Task brief: Bring together copies of the lines in the data below that contain the word "ecmwf".

Dataset content below:

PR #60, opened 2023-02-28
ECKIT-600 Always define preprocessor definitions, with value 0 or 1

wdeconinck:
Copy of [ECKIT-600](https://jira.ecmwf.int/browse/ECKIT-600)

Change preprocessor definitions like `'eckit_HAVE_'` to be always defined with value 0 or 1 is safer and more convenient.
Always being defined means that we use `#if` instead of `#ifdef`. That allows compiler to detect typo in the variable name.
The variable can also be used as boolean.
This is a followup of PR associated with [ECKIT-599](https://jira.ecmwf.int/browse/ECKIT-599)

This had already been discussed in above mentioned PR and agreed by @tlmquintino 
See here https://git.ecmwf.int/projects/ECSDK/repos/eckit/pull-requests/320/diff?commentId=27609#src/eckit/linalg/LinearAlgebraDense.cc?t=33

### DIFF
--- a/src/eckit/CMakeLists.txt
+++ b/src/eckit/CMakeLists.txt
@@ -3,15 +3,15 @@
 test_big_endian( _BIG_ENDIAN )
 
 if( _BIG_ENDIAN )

End of Dataset content.

Exercise output:
Copy of [ECKIT-600](https://jira.ecmwf.int/browse/ECKIT-600)
This is a followup of PR associated with [ECKIT-599](https://jira.ecmwf.int/browse/ECKIT-599)
See here https://git.ecmwf.int/projects/ECSDK/repos/eckit/pull-requests/320/diff?commentId=27609#src/eckit/linalg/LinearAlgebraDense.cc?t=33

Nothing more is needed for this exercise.